Stored entries
BEGIN

PR #599, opened 2026-06-14
tps6598x: Add compile time config to enable debugusb

jannau:
Add a compile time switch to enable debugusb on the DFU USB-C port for devices with I2C based USB-C port controller.

### DIFF
--- a/src/tps6598x.c
+++ b/src/tps6598x.c
@@ -5,9 +5,11 @@
 #include "i2c.h"
 #include "iodev.h"
 #include "malloc.h"
+#include "string.h"
 #include "types.h"
 #include "utils.h"
 
+#define TPS_REG_MODE        0x03
 #define TPS_REG_CMD1        0x08
 #define TPS_REG_DATA1       0x09
 #define TPS_REG_INT_EVENT1  0x14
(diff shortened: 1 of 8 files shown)


WhatAmISupposedToPutHere (approved):

src/tps6598x.c
```diff
@@ -170,3 +193,140 @@ int tps6598x_powerup(tps6598x_dev_t *dev)
...
+    char i2c_path[64] = {0};
+    bool found = false;
+    int node;
+    int ret;
+
+    node = adt_path_offset(adt, "/arm-io");
+    if (node < 0)
+        return -1;
+
+    ADT_FOREACH_CHILD(adt, node)
```
yuyuyureka, line 266: A nit: why do we enumerate here, while we assume in usb.c that hpms are on i2c0 (and even on the Mac Studio which has hpms on i2c3 I'd still assume hpm0 is on i2c0)? Seems like this could be a bit simpler under this assumption.

jannau: no, the Mac Pro has hpm0 on i2c3.
This is mostly a left-over from testing. I had a proxy command to switch arbitrary ports to debugusb (to test the i2c communication).
For the intended purpose hardcoding `/arm-io/i2c0/hpmBusManager/hpm0` and `/arm-io/i2c3/hpmBusManager0/hpm0` is likely a better idea. Not that this is important as all i2c cd321x devices have working usb device mode

jannau: keeping this as is. We can copy the code for usb/i2c and simplify this later

PR #601, opened 2026-06-15
tools/kmutil.py: Add kmutil configure-boot script server

jannau:
Add a Python http.server based program to serve a script to run `bputil configure-boot …` with embedded m1n1.bin in recovery on an Apple silicon Mac.
This replaces the 'build/kmutil' target which has to be remade when. The main advantage of this server is that it serves the script for every path. This saves a few keystrokes on the target device as it can be executed via `sh <(curl $HOST:8000)`.


tools/kmutil.py
```diff
@@ -0,0 +1,118 @@
...
+# SPDX-License-Identifier: MIT
+
+from base64 import b64encode
+from http.server import BaseHTTPRequestHandler, ThreadingHTTPServer
+
+SCRIPT_HEADER = b'''#!/bin/sh
+#######################################################################
+# kmutil configure-boot script with embedded m1n1.bin for easy setup
+#
+# host dependencies: uuencode (sharutils)
```
flokli: This is only a dependency on the target (as `bless`, `diskutil`, `plutil` and `kmutil` are, which are not documented).

We invokend `base64` in the makefile on the host, and now we base64-encode from python, so I'd argue we can just drop this line entirely.

tools/kmutil.py
```diff
@@ -0,0 +1,118 @@
...
+                self.wfile.write(SCRIPT_TRAILER)
+        except FileNotFoundError:
+            self.send_response(404)
+            self.end_headers()
+
+
+if __name__ == '__main__':
+    import argparse, contextlib, pathlib, socket
+
+    parser = argparse.ArgumentParser(color=True)
```
flokli:
```suggestion
    parser = argparse.ArgumentParser()
```

`color=True` is python 3.14 only, and in my dev setup (NixOS 26.05) python still defaults to 3.13.

flokli: removed, thanks!

tools/kmutil.py
flokli: removed, thanks!

tools/kmutil.py
jannau: fixed

flokli:
Successfully used this to flash a new build (main plus this cherry-picked on top) to my J773s, so LGTM!

tools/kmutil.py
jannau: `uuencode` is not used on the target but was initially on the host. The target dependencies are not listed because macOS recovery is a known target.

tools/kmutil.py
```diff
@@ -0,0 +1,116 @@
...
+            return super().server_bind()
+
+        def finish_request(self, request, client_address):
+            self.RequestHandlerClass(request, client_address, self,
+                                     payload=args.payload)
+
+    class HTTPDualStackServer(DualStackServerMixin, ThreadingHTTPServer):
+        pass
+
+    server = HTTPDualStackServer((args.bind, args.port), KmutilHTTPRequestHandler)
```
flokli, line 116: It would be helpful if this could log args.bind and args.port before starting to serve.

I didn't remember it was port 8000 when I was using this yesterday, and had to look it up.

svenpeter42 (approved):

tools/kmutil.py
jannau: done

PR #602, opened 2026-06-17
experiments/wfi: test el1 and wfit

yuyuyureka:
Removed the ability to set cyc_ovrd, since it doesn't work in el1, and can be done set like any other chicken by chainloading a modified m1n1.

### DIFF
--- a/proxyclient/experiments/wfi.py
+++ b/proxyclient/experiments/wfi.py
@@ -1,18 +1,19 @@
+#!/usr/bin/env python3
 # SPDX-License-Identifier: MIT
+
 import sys, pathlib
 sys.path.append(str(pathlib.Path(__file__).resolve().parents[1]))
 
 from m1n1.setup import *
 from m1n1 import asm
 
-cyc_ovrd = False
-
 code = u.malloc(0x1000)
 c = asm.ARMAsm("""
+test_wfi:
     // enable timer interrupts
-    msr CNTP_TVAL_EL0, x0
+    msr CNTV_TVAL_EL0, x0
     mov x1, #1
-    msr CNTP_CTL_EL0, x1
+    msr CNTV_CTL_EL0, x1
 
     mov x0, #1  // canary, not saved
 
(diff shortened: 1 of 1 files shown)


proxyclient/experiments/wfi.py
jannau: please add `#!/usr/bin/env python3` and make the file executable

proxyclient/experiments/wfi.py
```diff
@@ -45,7 +35,40 @@
...
+    stp x28, x29, [sp, #-16]!
+    stp x26, x27, [sp, #-16]!
+    stp x24, x25, [sp, #-16]!
+    stp x22, x23, [sp, #-16]!
+    stp x20, x21, [sp, #-16]!
+    stp x18, x19, [sp, #-16]!
+
+    isb
+    mov x1, #-1
+    msr s0_3_c1_c0_1, x1
```
jannau: this could use a comment that it produces the encoding for `wfit`

proxyclient/experiments/wfi.py
```diff
@@ -45,7 +35,40 @@
...
-    msr CNTP_CTL_EL0, x1
+    msr CNTV_CTL_EL0, x1
+
+    ret
+
+test_wfit:
+    // enable timer interrupts
+    msr CNTV_TVAL_EL0, x0
+    mov x1, #1
+    msr CNTV_CTL_EL0, x1
```
jannau: I would have tested the timeout and not the interrupt part of `wfit`. It would be possible to do both if the `wfit` timeout is passed as parameter

yuyuyureka: The answer to this is somewhat complicated: I tested it with various timeouts. With lower timeout values (<2^40), wfit immediately continues (disregarding the timeout) and does not lose state. With higher values (>2^42) it does respect the timeout, and it would take a long time to actually wait for the timeout to happen, so I opted to pass a very large timeout and then interrupt it early to trigger the state loss.
I can still adjust the function to allow testing of different wfit timeout values, and add a test which passes a somewhat low wfit timeout value and very high timer interrupt value, but this always retains state on all of my machines.

proxyclient/experiments/wfi.py
yuyuyureka: Done

proxyclient/experiments/wfi.py
yuyuyureka: Done

proxyclient/experiments/wfi.py
yuyuyureka: Added variants "wfit persists x0 after interrupt" and "wfit persists x0 after timeout"

proxyclient/experiments/wfi.py
```diff
@@ -1,18 +1,19 @@
 # SPDX-License-Identifier: MIT
+#!/usr/bin/env python3
```
jannau, line 1: I'm almost sure shebang has to be on the first line. did you test it? `./[experiments/wfi.py` is expected to work

jannau (commented):
looks good otherwise

proxyclient/experiments/wfi.py
yuyuyureka: That's correct. Fixed.

jannau (approved):

PR #603, opened 2026-06-18
proxyclient: fetch and parse cpu_features

yuyuyureka:


proxyclient/m1n1/proxy.py
```diff
@@ -480,6 +480,34 @@ class GUARD(IntFlag):
...
+UncoreVersion = "UncoreVersion" / Enum(Int32ul,
+    UNCORE_NONE = 0,
+    UNCORE_V1 = 1,
+    UNCORE_V2 = 2,
+)
+
+CPUFeatures = Struct(
+    "sleep_mode" / SleepMode,
+    "uncore_version" / UncoreVersion,
+    "disable_dc_mva" / Int8ul,
```
jannau: this probably works in practice but `bool` in C23 has 7 padding bits with unspecified values. Not sure how to solve this elegantly.
```
'disable_dc_mva' / BitStruct('_padding' / BitsInteger(7), 'bool' / Flag)
```
would work but is a little annoying to use. We could use bit-fields to get rid of the padding and then have BitStruct for all the flags or the following:
```
"flags" / BitStruct(
 "_pad0" / BitsInteger(7),
 "disable_dc_mva" / Flag),
 "_pad1" / BitsInteger(7),
 "acc_cfg" / Flag),
....
```

src/proxy.c
```diff
@@ -54,6 +54,9 @@ int proxy_process(ProxyRequest *request, ProxyReply *reply)
         case P_GET_BOOTARGS:
             reply->retval = boot_args_addr;
             break;
+        case P_GET_CPU_FEATURES:
+            reply->retval = (u64)cpu_features;
```
jannau: while mostly harmless in this case a way to ensure struct definitions match between C m1n1 and python proxyclient would be nice. I unfortunately have no good ideas. One possibility would be to at least validate the size of structs. The easiest way to implement this would be proxyclient passing the its expected size and let `proxy.c` fail if it doesn't match

proxyclient/m1n1/proxy.py
yuyuyureka: We also have the `Bool(c)` adapter in proxyclient/m1n1/fw/common.py which afaict solves this elegantly (returning `bool(x & 1)` on access). Should we maybe move this out of the fw module and use it here too?

src/proxy.c
yuyuyureka: Relevant discussion on irc: https://oftc.catirclogs.org/asahi-dev/2026-06-15#1781537067-1781537119;

proxyclient/m1n1/proxy.py
jannau: yes, please move `bool_`. Not sure if the other adapters make sense. I'd move it to constructutils.py

src/proxy.c
jannau: I'm aware. Checking the struct size seems easy enough and prevents reading beyond the end of the struct on the C side if the m1n1 version is out of date (due to forgetting to chainload the matching version)

proxyclient/m1n1/proxy.py
yuyuyureka: Done. I hope I didn't miss any imports of Bool / bool_.

src/proxy.c
yuyuyureka: Implemented size checking and added one padding byte to the proxyutils definition to match the m1n1 side.

jannau (approved):
thanks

END

- **Work task**: Of the lines above, copy each one that contains the word "used".

- **Your solution**:
Successfully used this to flash a new build (main plus this cherry-picked on top) to my J773s, so LGTM!
jannau: `uuencode` is not used on the target but was initially on the host. The target dependencies are not listed because macOS recovery is a known target.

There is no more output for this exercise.